PR #3206, opened 2021-01-20
Fixed a regression introduced when changing the clamping algorithm for RTR and RTGI (case 1307479).

anisunity:
https://fogbugz.unity3d.com/f/cases/1307479/

A previous PR  introduced a regression (extra unexposing) in RTGI quality. This reverts that issue.

Testing status:
Made sure it works with exposure != 0
Updated the concerned screenshots
Added a new test to cover the problem for the future.


remi-chapelain (approved):
Fixed ✔️ 
Took a quick look at the updated tests also ✔️

sebastienlagarde (approved):

PR #3755, opened 2021-03-04
Fix some memory leaks

FrancescoC-unity:
Fix some misc leaks in: 

- APV
- Clouds
- SSS 

when disposing an HDRP asset.


com.unity.render-pipelines.high-definition/Runtime/RenderPipeline/HDRenderPipeline.cs
```diff
@@ -770,6 +775,9 @@ protected override void Dispose(bool disposing)
 
             CleanupLightLoop();
 
+            ReleaseVolumetricClouds();
+            CleanupSubsurfaceScattering();
```
sebastienlagarde, line 779: can you do backport PR for 2021.1 and 2020.2 only for this CleanupSubsurfaceScattering();
 call here? (no need for changelog ,thanks)

sebastienlagarde (approved):

PR #3758, opened 2021-03-04
URP D3D11 Feature Level 10 shaders (case 1278390)

pbbastian:
### Purpose of this PR
After we moved to having two sub-shaders where one is SM4.5 and the other SM2.0, we are missing shader variants for DirectX 11 feature level 10 GPUs as they do not support SM4.5. This PR fixes that by adding `d3d11` to the SM2.0 sub-shader.

---
### Testing status
* Fix verified by QA
* Checked impact on build times and memory
  * Generally speaking increases build time for DX11 by 7-10 minutes on our foundation test project on Yamato (no cache server)
  * Run-time memory use increases from ~140 MB to ~150 MB
  * We think both of these are okay for now given the platform. In the future, we might want to introduce an option to strip either shader target entirely.

BEFORE:
ed4a789a_d3d11

AFTER:
d3d11


ellioman (approved):

phi-lira (approved):
LGTM.

erikabar (approved):
Verified the fix using -force-feature-level-10-0 argument on windows. 
all URP shaders and the template scene are rendering correctly.

erikabar (approved):

phi-lira (approved):

erikabar (approved):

What is required: Output all of the data again, exactly.

Answer for the task:
PR #3206, opened 2021-01-20
Fixed a regression introduced when changing the clamping algorithm for RTR and RTGI (case 1307479).

anisunity:
https://fogbugz.unity3d.com/f/cases/1307479/

A previous PR  introduced a regression (extra unexposing) in RTGI quality. This reverts that issue.

Testing status:
Made sure it works with exposure != 0
Updated the concerned screenshots
Added a new test to cover the problem for the future.


remi-chapelain (approved):
Fixed ✔️ 
Took a quick look at the updated tests also ✔️

sebastienlagarde (approved):

PR #3755, opened 2021-03-04
Fix some memory leaks

FrancescoC-unity:
Fix some misc leaks in: 

- APV
- Clouds
- SSS 

when disposing an HDRP asset.


com.unity.render-pipelines.high-definition/Runtime/RenderPipeline/HDRenderPipeline.cs
```diff
@@ -770,6 +775,9 @@ protected override void Dispose(bool disposing)
 
             CleanupLightLoop();
 
+            ReleaseVolumetricClouds();
+            CleanupSubsurfaceScattering();
```
sebastienlagarde, line 779: can you do backport PR for 2021.1 and 2020.2 only for this CleanupSubsurfaceScattering();
 call here? (no need for changelog ,thanks)

sebastienlagarde (approved):

PR #3758, opened 2021-03-04
URP D3D11 Feature Level 10 shaders (case 1278390)

pbbastian:
### Purpose of this PR
After we moved to having two sub-shaders where one is SM4.5 and the other SM2.0, we are missing shader variants for DirectX 11 feature level 10 GPUs as they do not support SM4.5. This PR fixes that by adding `d3d11` to the SM2.0 sub-shader.

---
### Testing status
* Fix verified by QA
* Checked impact on build times and memory
  * Generally speaking increases build time for DX11 by 7-10 minutes on our foundation test project on Yamato (no cache server)
  * Run-time memory use increases from ~140 MB to ~150 MB
  * We think both of these are okay for now given the platform. In the future, we might want to introduce an option to strip either shader target entirely.

BEFORE:
ed4a789a_d3d11

AFTER:
d3d11


ellioman (approved):

phi-lira (approved):
LGTM.

erikabar (approved):
Verified the fix using -force-feature-level-10-0 argument on windows. 
all URP shaders and the template scene are rendering correctly.

erikabar (approved):

phi-lira (approved):

erikabar (approved):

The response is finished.